When Seidule took the oath of office as an army officer in 1984 pledging to serve and defend the constitution against all enemies, foreign and domestic, in Lee Chapel, confederate flags surrounded him; he started his service in the U.S. Army surrounded by enemy flags. Seidule stated, “Ironically, that oath that I took… is an anti-Confederate oath written in 1863 at a time when Confederate spies and sympathizers worried Congress. That oath has been a guiding force in my life.”

He discussed a crowning idea he believed as a child, the “lost cause of the Confederacy” myth. He explained how the South seceded and started a war to protect the institution of slavery but, after failing, the South spread the “Lost Cause” myth. Now, according to him, possibly as many as 40 percent of Americans don’t believe that the secession was a result of white supremacy and a desire to protect slavery.

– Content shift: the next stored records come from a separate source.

PR #769, opened 2022-07-31
Nulls Last and Nulls First Parameters Sorting

SepehrBazyar:


SepehrBazyar:
Hi @collerek 
Thank you, please, if you do the review.

collerek:
Since both options are mutually exclusive (you cannot have nulls both last and first at the same time) that should be a single option, something like: `nulls_ordering` that accepts an Enum like `Nulls.LAST` or `Nulls.FIRST` and `Nulls.UNSET` as default (or `None`). 

That would also greatly simplify the conditions in the code as you have explicit value to handle.

ormar/queryset/actions/order_action.py
```diff
@@ -95,6 +111,40 @@ def _split_value_into_parts(self, order_str: str) -> None:
...
+        :type result: str
+        :return: result of the final query by field name and direction and nulls value
+        :rtype: str
+        """
+
+        if not self.is_mysql_bool:
+            return result + f" nulls {self.nulls}"  # pragma: no cover
+
+        condition: str = "not" if self.nulls == "first" else ""  # pragma: no cover
+        return f"{field_name} is {condition} null, {result}"  # pragma: no cover
```
collerek, line 130: If you split this condition into two the result now lacks prefix and will not work with nested models.

You would have in example `{prefix}{table_name}.{field_name} is null, {field_name} {self.direction}`.

The second field_name does not have the prefix.

tests/test_queries/test_order_by.py
```diff
@@ -163,6 +163,50 @@ async def test_sort_order_on_main_model():
         assert songs[2].name == "Song 2"
         assert songs[3].name == "Song 3"
 
+        await Song.objects.create(name="Song 5")
```
collerek, line 166: There are missing tests for sorting by related model field (so sorting songs by album.title or whatever)

ormar/queryset/actions/order_action.py
```diff
@@ -95,6 +111,40 @@ def _split_value_into_parts(self, order_str: str) -> None:
         self.field_name = parts[-1]
         self.related_parts = parts[:-1]
 
+    def _handle_field_nulls_mysql(self, field_name: str, result: str) -> str:
```
collerek, line 114: name is misleading as it handles all dialects and not only mysql

ormar/queryset/field_accessor.py
```diff
@@ -268,22 +268,40 @@ def isnull(self, other: Any) -> FilterGroup:
         """
         return self._select_operator(op="isnull", other=other)
 
-    def asc(self) -> OrderAction:
+    def asc(self, nulls_ordering: Optional[NullsOrdering] = None) -> OrderAction:
```
collerek, line 271: You should also be able to pass this param in `order_by` in queryset and querysetproxy for related models.

collerek (changes requested):

ormar/queryset/field_accessor.py
SepehrBazyar: > You should also be able to pass this param in `order_by` in queryset and querysetproxy for related models.

I do not understand this
How to determine this amount in `order_by()` and without `asc()` or `desc()`?

ormar/queryset/actions/order_action.py
SepehrBazyar: > If you split this condition into two the result now lacks prefix and will not work with nested models.
> 
> You would have in example `{prefix}{table_name}.{field_name} is null, {field_name} {self.direction}`.
> 
> The second field_name does not have the prefix.

Of course, I must mention that without this case, the test related to nested models will also pass correctly. Can you give an example of a possible error that may occur? Thanks

ormar/queryset/field_accessor.py
collerek: In order by you can pass OrderActions or strings too. If you pass `sort_order` it's ascending, if you pass `-sort_order` it's descending. For nested models double underscore is required so like `main_model_relation_field__child_model_field`. It also supports putting a `-` before nested related model fields and then it's descending. The logic is starting in order_by where OrderActions are created from strings.

ormar/queryset/actions/order_action.py
collerek: When you have a parent model with two relations to the child model. So like items with `created_by` and `modified_by` that lead to the same `User` model. Each of those relations in joins has to have different prefixes as otherwise, you would have ambiguous column names.

ormar/queryset/actions/order_action.py
```diff
@@ -30,10 +35,16 @@ def __init__(
         if self.source_model == self.target_model and "__" not in self.related_str:
             self.is_source_model_order = True
 
+        self.nulls = nulls_ordering if nulls_ordering is not None else None
```
collerek, line 38: that line should be simply `self.nulls = nulls_ordering` cause `is not None else None` part means that if `null_ordering` is None it's gonna be None anyway. You should also probably use `self.nulls_ordering` variable name to store the value.

SepehrBazyar: Hi @collerek 
I apologize for the delay;
I made the changes you said.

collerek (approved):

Seidule picked some common arguments and knocked them down. For example, “Slavery would have died out naturally in a few years. No. The price of slaves was at an all-time high in 1860.” The one theory that held the most weight for him was that Robert E. Lee was a gentleman and the greatest military commander in history. However, Lee left West Point to fight for the Confederacy, and he even wrote to oppose Lincoln’s Emancipation Proclamation.

Seidule referenced a previous cadet, stating, “[David Blythe said] the Civil War is like a sleeping dragon. If you poke it hard enough it will raise its head and breathe fire.”

He discussed the Confederate monuments at West Point, explaining, “Confederate monuments at West Point had two purposes: One, bring white America back together again, and two, protest against integration and equal rights.”

For example, the year the only African-American cadet, Benjamin O’Davis, graduated from West Point in the 20th century, West Point named a major road, gate and housing area after Lee.

Seidule also referenced 1971, when President Richard Nixon came to visit. Nixon asked the superintendent why there were no Confederate monuments, and the superintendent responded that at West Point they memorialize only those who fight for the country, not those who fight against it. Nixon demanded that a Confederate monument be built, and the superintendent notified a group of Black cadets, who organized to create a manifesto and protest the White House, which finally caved and voted to stop the production of the monument.

Seidule impressed, “America’s great chain, slavery and segregation, demand a reckoning. Not only at West Point but from sea to shining sea. And the only way to do that is to confront the past as you are doing here at Vassar, confront it head on. We must discover our personal history, our institutional history, our American history.”

There will be two other lectures taking place on Oct. 17 and Nov. 9 that will discuss the history and memory in the United States, as well as other countries, as a result of the unrest in Charlottesville.

As Siedule concluded, “A true education demands that you challenge your myths, your identity. Go find your dangerous history. Go tell the ruthless truth. Go slay some dragons.”